# And they are blaming the Building Official, Why?



## mark handler (Mar 7, 2015)

Meriden mayor “outraged” with building department over resident’s heating issue

http://www.myrecordjournal.com/meriden/meridennews/6997042-129/meriden-mayor-outraged-with-building-department-over-residents-heating-issue.html

March 6, 2015 08:11PM

By Molly Callahan Record-Journal staff

MERIDEN — A resident frustrated with heating issues in his grandparents house prompted Mayor Manny Santos to write a scathing letter to a city department over its handling of the matter.

On Thursday, Santos wrote a letter to City Planner Dominick Caruso on behalf of resident Robert Angiletta, whose parents’ house on Fleming Road isn’t being heated properly after a propane heating unit was installed in 2013.

ngiletta contacted city building officials after disputing the heating situation with the contractor that installed the system.

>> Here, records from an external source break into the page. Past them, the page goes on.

PR #2303, opened 2026-06-29
fts: refactor to use fd-relative operations and add fts_get_dirfd()

Jeetubhati:
Combines PR #2278 (reverted) and PR #2298 into a single PR.

- Refactor `fts(3)` internals to use `fd-relative` operations replacing `_open(".")` calls with `_openat()` equivalents
- Add `fts_dirfd` to `struct _ftsent` for per-entry parent directory `fd`
- Add `fts_get_dirfd(const FTS *) `as public accessor stored in `struct _fts_private `— not exposed in public struct
- Replace `statfs()` with `fstatfs()` using `ftsp_dirfd` when available
- Document `fts_openat() `and `fts_get_dirfd()` in `fts(3)` man page

This enables `fts(3`) traversal inside Capsicum capability mode where path-based operations are not permitted after `cap_enter(2)`.

### DIFF
--- a/include/fts.h
+++ b/include/fts.h
@@ -92,6 +92,8 @@ struct _ftsent {
 	char *fts_path;			/* root path */
 	int fts_errno;			/* errno for this node */
 	int fts_symfd;			/* fd for symlink */
+	int fts_dirfd;                  /* fd for parent directory */
+	int __fts_reserved[3];          /* reserved for future use */
 	__size_t fts_pathlen;		/* strlen(fts_path) */
 	__size_t fts_namelen;		/* strlen(fts_name) */
 
--- a/lib/libc/gen/fts-compat15.c
+++ b/lib/libc/gen/fts-compat15.c
@@ -1,4 +1,4 @@
-/*-
+/*
  * SPDX-License-Identifier: BSD-3-Clause
  *
  * Copyright (c) 1990, 1993, 1994
@@ -28,7 +28,11 @@
  * OUT OF THE USE OF THIS SOFTWARE, EVEN IF ADVISED OF THE POSSIBILITY OF
  * SUCH DAMAGE.
  *
- * $OpenBSD: fts.c,v 1.22 1999/10/03 19:22:22 millert Exp $
+ */
+/*
+ * Compatibility shim for FBSD_1.5 fts(3) ABI.
+ * This file provides the old fts functions for binaries compiled
+ * against FreeBSD 15.x and earlier without fts_dirfd in FTSENT15.
  */
 
 #include "namespace.h"
@@ -39,6 +43,7 @@
 #include <dirent.h>
 #include <errno.h>
 #include <fcntl.h>
+#include "fts-compat15.h"
 #include <fts.h>
 #include <stdalign.h>
 #include <stdint.h>
@@ -54,7 +59,7 @@
 #else
 #include "block_abi.h"
 typedef DECLARE_BLOCK(int, fts_block,
-    const FTSENT * const *, const FTSENT * const *);
+    const FTSENT15 * const *, const FTSENT15 * const *);
 void qsort_b(void *, size_t, size_t, fts_block);
 #endif /* __BLOCKS__ */
 /* only present if linked with blocks runtime */
@@ -62,18 +67,17 @@ void *_Block_copy(const void *) __weak_symbol;
 void _Block_release(const void *) __weak_symbol;
 extern void *_NSConcreteGlobalBlock[] __weak_symbol;
 
-static FTSENT	*fts_alloc(FTS *, char *, size_t);
-static FTSENT	*fts_build(FTS *, int);
-static void	 fts_lfree(FTSENT *);
-static void	 fts_load(FTS *, FTSENT *);
+static FTSENT15	*fts_alloc(FTS15 *, char *, size_t);
+static FTSENT15	*fts_build(FTS15 *, int);
+static void	 fts_lfree(FTSENT15 *);
+static void	 fts_load(FTS15 *, FTSENT15 *);
 static size_t	 fts_maxarglen(char * const *);
-static FTS	*__fts_open(FTS *, char * const *, int);
-static void	 fts_padjust(FTS *, FTSENT *);
-static int	 fts_palloc(FTS *, size_t);
-static FTSENT	*fts_sort(FTS *, FTSENT *, size_t);
-static int	 fts_stat(FTS *, FTSENT *, int, int);
-static int	 fts_safe_changedir(FTS *, FTSENT *, int, char *);
-static int	 fts_ufslinks(FTS *, const FTSENT *);
+static void	 fts_padjust(FTS15 *, FTSENT15 *);
+static int	 fts_palloc(FTS15 *, size_t);
+static FTSENT15	*fts_sort(FTS15 *, FTSENT15 *, size_t);
+static int	 fts_stat(FTS15 *, FTSENT15 *, int, int);
+static int	 fts_safe_changedir(FTS15 *, FTSENT15 *, int, char *);
+static int	 fts_ufslinks(FTS15 *, const FTSENT15 *);
 
 #define	ISDOT(a)	(a[0] == '.' && (!a[1] || (a[1] == '.' && !a[2])))
 
@@ -84,17 +88,17 @@ static int	 fts_ufslinks(FTS *, const FTSENT *);
 #define	FCHDIR(sp, fd)	(!ISSET(FTS_NOCHDIR) && fchdir(fd))
 
 /* fts_build flags */
-#define	BCHILD		1		/* fts_children */
-#define	BNAMES		2		/* fts_children, names only */
-#define	BREAD		3		/* fts_read */
+#define	BCHILD		1		/* freebsd15_fts_children */
+#define	BNAMES		2		/* freebsd15_fts_children, names only */
+#define	BREAD		3		/* freebsd15_fts_read */
 
 /*
- * Internal representation of an FTS, including extra implementation
- * details.  The FTS returned from fts_open points to this structure's
+ * Internal representation of an FTS15, including extra implementation
+ * details.  The FTS15 returned from freebsd15_fts_open points to this structure's
  * ftsp_fts member (and can be cast to an _fts_private as required)
  */
 struct _fts_private {
-	FTS		ftsp_fts;
+	FTS15		ftsp_fts;
 	struct statfs	ftsp_statfs;
 	dev_t		ftsp_dev;
 	int		ftsp_linksreliable;
@@ -129,11 +133,11 @@ static const char *ufslike_filesystems[] = {
 		uint64_t: UINT64_MAX,					\
 		default: 0)
 
-static FTS *
-__fts_open(FTS *sp, char * const *argv, int rootfd)
+static FTS15 *
+__fts_open(FTS15 *sp, char * const *argv)
 {
-	FTSENT *p, *root;
-	FTSENT *parent, *tmp;
+	FTSENT15 *p, *root;
+	FTSENT15 *parent, *tmp;
 	size_t len, nitems;
 
 	/* Logical walks turn on NOCHDIR; symbolic links are too hard. */
@@ -196,7 +200,7 @@ __fts_open(FTS *sp, char * const *argv, int rootfd)
 		root = fts_sort(sp, root, nitems);
 
 	/*
-	 * Allocate a dummy pointer and make fts_read think that we've just
+	 * Allocate a dummy pointer and make freebsd15_fts_read think that we've just
 	 * finished the node before the root(s); set p->fts_info to FTS_INIT
 	 * so that everything about the "current" node is ignored.
 	 */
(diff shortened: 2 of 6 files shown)


include/fts.h
```diff
@@ -133,6 +133,7 @@ struct _ftsent {
 	struct stat *fts_statp;		/* stat(2) information */
 	char *fts_name;			/* file name */
 	FTS *fts_fts;			/* back pointer to main FTS */
+	int fts_dirfd;                  /* fd for parent directory */
```
asomers: You should remove this line.  This field has been moved to the other structure.

lib/libc/gen/fts.3
asomers: Don't forget to change this line.

lib/libc/gen/fts.3
```diff
@@ -599,6 +605,55 @@ except that it takes a block pointer instead of a function pointer.
...
+the behaviour is identical to
+.Fn fts_open .
+Otherwise,
+.Fa dirfd
+must be an open file descriptor referring to a directory,
+and the traversal is rooted there.
+This allows
+.Fn fts_openat
+to be used inside Capsicum capability mode
+.Pq Xr capsicum 4 ,
```
asomers: Just my suggestion, but I would write it like this:
```suggestion
to be used inside
.Xr capsicum 4
capability mode ,
```

lib/libc/gen/fts.c
```diff
@@ -97,6 +99,7 @@ struct _fts_private {
 	struct statfs	ftsp_statfs;
 	dev_t		ftsp_dev;
 	int		ftsp_linksreliable;
+	int             ftsp_dirfd;
```
asomers: Spaces to tabs here

lib/libc/gen/fts.3
```diff
@@ -38,6 +40,8 @@
 .Ft FTS *
 .Fn fts_open "char * const *path_argv" "int options" "int (*compar)(const FTSENT * const *, const FTSENT * const *)"
 .Ft FTS *
+.Fn fts_openat "int dirfd" "char * const *path_argv" "int options" "int (*compar)(const FTSENT * const *, const FTSENT * const *)"
```
asomers: The `fts_openat` function isn't actually included in fts.c in this review, so you shouldn't add it to the man page.

asomers (changes requested):

lib/libc/gen/fts.3
```diff
@@ -29,7 +29,9 @@
 .Dt FTS 3
 .Os
 .Sh NAME
-.Nm fts
+.Nm fts ,
+.Nm fts_openat ,
+.Nm fts_get_dirfd
```
dag-erling: We don't list any of the other functions in the NAME section. You should either add them all or drop this.

include/fts.h
dag-erling, line 146: Missing a prototype for `fts_get_dirfd()` here.

lib/libc/gen/fts.3
```diff
@@ -599,6 +605,55 @@ except that it takes a block pointer instead of a function pointer.
...
+.Pq Xr capsicum 4 ,
+where path-based operations are not permitted after
+.Xr cap_enter 2 .
+The
+.Fn fts_openat
+function duplicates
+.Fa dirfd
+internally, so the caller may close it after
+.Fn fts_openat
+returns.
```
dag-erling: Not in this PR

lib/libc/gen/fts.c
```diff
@@ -67,6 +67,7 @@ static FTSENT	*fts_build(FTS *, int);
 static void	 fts_lfree(FTSENT *);
 static void	 fts_load(FTS *, FTSENT *);
 static size_t	 fts_maxarglen(char * const *);
+static FTS	*__fts_open(FTS *, char * const *, int);
```
dag-erling, line 70: not needed

dag-erling (changes requested):

include/fts.h
Jeetubhati: Kept `fts_dirfd` in `struct _ftsent` as an internal field (like `fts_symfd`) but removed it from the public header documentation. The field is not exposed to callers — `fts_get_dirfd()` is the public accessor.

lib/libc/gen/fts.3
Jeetubhati: Updated to July 7, 2026.

lib/libc/gen/fts.3
Jeetubhati: Fixed per suggestion.

lib/libc/gen/fts.c
Jeetubhati: Fixed.

lib/libc/gen/fts.3
Jeetubhati: Removed. `fts_openat `will be documented in PR #2273.

lib/libc/gen/fts.3
Jeetubhati: Reverted to just .Nm fts since we are not listing all functions.

include/fts.h
Jeetubhati: Added `int fts_get_dirfd(const FTS *)` to` include/fts.h`.

lib/libc/gen/fts.3
Jeetubhati: Removed. Not in this PR.

lib/libc/gen/fts.c
Jeetubhati: Keeping the 3-arg version as it is preparatory for `fts_openat()` in PR #2273. Without `rootfd`, `fts_open(`) cannot pass `AT_FDCWD` to `__fts_open` for the `_openat` call.

include/fts.h
asomers: It's not enough to remove it from the public documentation.  Changing the size of this struct is probably what caused the Poudriere failures that DCH reported.  We need to move fts_dirfd out of this struct entirely.

lib/libc/gen/fts.c
```diff
@@ -81,6 +82,7 @@ static int	 fts_ufslinks(FTS *, const FTSENT *);
 #define	SET(opt)	(sp->fts_options |= (opt))
 
 #define	FCHDIR(sp, fd)	(!ISSET(FTS_NOCHDIR) && fchdir(fd))
+#define FTSP(sp)        ((struct _fts_private *)(sp))
```
asomers: The whitespace here doesn't match the previous line.  Perhaps a tabs/spaces disagreement?

include/fts.h
asomers: I think it should work to move this field into struct `_fts_private`.

Jeetubhati: I moved `fts_dirfd `completely out of `struct _ftsent` into `struct _fts_private` as `ftsp_dirfd`. All per-entry `p->fts_dirfd` references replaced with `FTSP(sp)->ftsp_dirfd`.

lib/libc/gen/fts-compat15.h
```diff
@@ -0,0 +1,97 @@
...
+ * modification, are permitted provided that the following conditions
+ * are met:
+ * 1. Redistributions of source code must retain the above copyright
+ *    notice, this list of conditions and the following disclaimer.
+ * 2. Redistributions in binary form must reproduce the above copyright
+ *    notice, this list of conditions and the following disclaimer in the
+ *    documentation and/or other materials provided with the distribution.
+ * 3. Neither the name of the University nor the names of its contributors
+ *    may be used to endorse or promote products derived from this software
+ *    without specific prior written permission.
```
asomers, line 17: Usually, for new files you should use a 2-clause BSD license, put yourself as the copyright holder, with the current year.  HOWEVER, since the entire contents of this file are copy-pasted, it's actually appropriate to copy/paste the copyright header, too.

lib/libc/gen/fts-compat15.c
```diff
@@ -0,0 +1,1360 @@
...
+
+#include <dirent.h>
+#include <errno.h>
+#include <fcntl.h>
+#include "fts-compat15.h"
+#include <fts.h>
+#undef FTSENT
+#undef FTS
+#define FTSENT FTSENT15
+#define FTS FTS15
```
asomers: Some places below you explicitly reference FTSENT15 and FTS15.  But here, you also defined the old names to be macros for the new names.  That's inconsistent.  You should do it one way or the other.  I think you should use the new names everywhere.  The macros, I think, might get confusing.

include/fts.h
```diff
@@ -92,6 +92,7 @@ struct _ftsent {
 	char *fts_path;			/* root path */
 	int fts_errno;			/* errno for this node */
 	int fts_symfd;			/* fd for symlink */
+	int fts_dirfd;                  /* fd for parent directory */
```
asomers, line 95: I don't want to go through this whole ELF-symbol-versioning exercise again any time soon.  So I suggest that you add a few more "int __reserved" fields to this struct for future use.  Maybe four ints worth.

lib/libc/gen/fts.c
```diff
@@ -97,6 +99,7 @@ struct _fts_private {
 	struct statfs	ftsp_statfs;
 	dev_t		ftsp_dev;
 	int		ftsp_linksreliable;
+	int		ftsp_dirfd;
```
asomers: Do we even need ftsp_dirfd, since we're adding fts_dirfd to struct FTSENT ?

lib/libc/gen/fts.c
```diff
@@ -711,6 +726,12 @@ fts_set_clientptr(FTS *sp, void *clientptr)
 	sp->fts_clientptr = clientptr;
 }
 
+int
+fts_get_dirfd(const FTS *sp)
+{
+        return (FTSP(sp)->ftsp_dirfd);
```
asomers: Would it be more useful to return FTSENT.fts_dirfd instead?  That way callers could use it to open a file with `openat`.  For that matter, do we even need the accessor function, or can we just document the `fts_dirfd` member in the man page and allow users to use it directly?

asomers (changes requested):

include/fts.h
asomers: On second thought, I regret my recommendation.  On an LP64 architecture, there will now be 4 bytes of padding in the structure.  That's not ideal.  It will still work, but it can be surprising to find padding.  So instead, it would be better to add an odd number of ints' worth of padding.  Could you please change it?

lib/libc/gen/fts-compat15.c
```diff
@@ -0,0 +1,1360 @@
...
+ * ARE DISCLAIMED.  IN NO EVENT SHALL THE REGENTS OR CONTRIBUTORS BE LIABLE
+ * FOR ANY DIRECT, INDIRECT, INCIDENTAL, SPECIAL, EXEMPLARY, OR CONSEQUENTIAL
+ * DAMAGES (INCLUDING, BUT NOT LIMITED TO, PROCUREMENT OF SUBSTITUTE GOODS
+ * OR SERVICES; LOSS OF USE, DATA, OR PROFITS; OR BUSINESS INTERRUPTION)
+ * HOWEVER CAUSED AND ON ANY THEORY OF LIABILITY, WHETHER IN CONTRACT, STRICT
+ * LIABILITY, OR TORT (INCLUDING NEGLIGENCE OR OTHERWISE) ARISING IN ANY WAY
+ * OUT OF THE USE OF THIS SOFTWARE, EVEN IF ADVISED OF THE POSSIBILITY OF
+ * SUCH DAMAGE.
+ *
+ * $OpenBSD: fts.c,v 1.22 1999/10/03 19:22:22 millert Exp $
```
asomers: Err, even though it's appropriate to copy the Copyright part, this RCS tag has no business being here.  In fact, RCS tags are deprecated everywhere now.  Please remove this one.

lib/libc/gen/fts-compat15.c
asomers: Please don't forget to address this.

asomers (changes requested):
BTW, how did you test this?  The easiest way to test the fts-compat15 stuff is probably to build and install your own ATF tests from _before_ this change.  Then build and install libc (but not its tests) with this change.  The ATF tests should still work.  And you can verify that they're using the correct symbol versions by doing `objdump -T <program>` to see the symbol versions they're linked against.

include/fts.h
Jeetubhati: `__fts_reserved` changed from [4] to [3] to avoid padding on LP64

lib/libc/gen/fts-compat15.c
Jeetubhati: Removed RCS tag.

asomers (approved):
LGTM.

@dch can you please test this revision with whatever you did that broke last time?

asomers:
> LGTM.
> 
> @dch can you please test this revision with whatever you did that broke last time?

Actually, hold off @dch .  We've found another problem.  This change breaks nftw.  Investigating now.

asomers:
> Actually, hold off @dch . We've found another problem. This change breaks nftw. Investigating now.

It was my fault, actually, @dch .  Can you please test this change?

dag-erling:
I won't be able to review these until early next week, please hold off until then.

asomers (approved):

jillest:
How could a simple fts(3) user like bin/chflags/chflags.c be changed to take advantage of this? (So it can work with a current directory that cannot be opened, and as a preparation for Capsicumizing it.)

asomers:
> How could a simple fts(3) user like bin/chflags/chflags.c be changed to take advantage of this? (So it can work with a current directory that cannot be opened, and as a preparation for Capsicumizing it.)

What do you mean "cannot be opened"?  And the answer is that chflags.c should use `fts_openat`, which will be added by PR #2273 .

asomers (approved):
LGTM.  Thanks for adding the HISTORY note, too.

After a city building official said the department tried to “mediate” the situation between Angiletta and the contractor, Angilletta contacted Santos. Santos chasised the department for its handling of the situation.

“I write to document my outrage at how Meriden constituent Mr. Robert Angiletta and his parents have been treated by our Building Official’s office, and the apparent incompetency of said office,” the letter begins.

Santos didn’t speak with Caruso or Building Official David Zwik before sending the letter, though did speak at length with Angiletta.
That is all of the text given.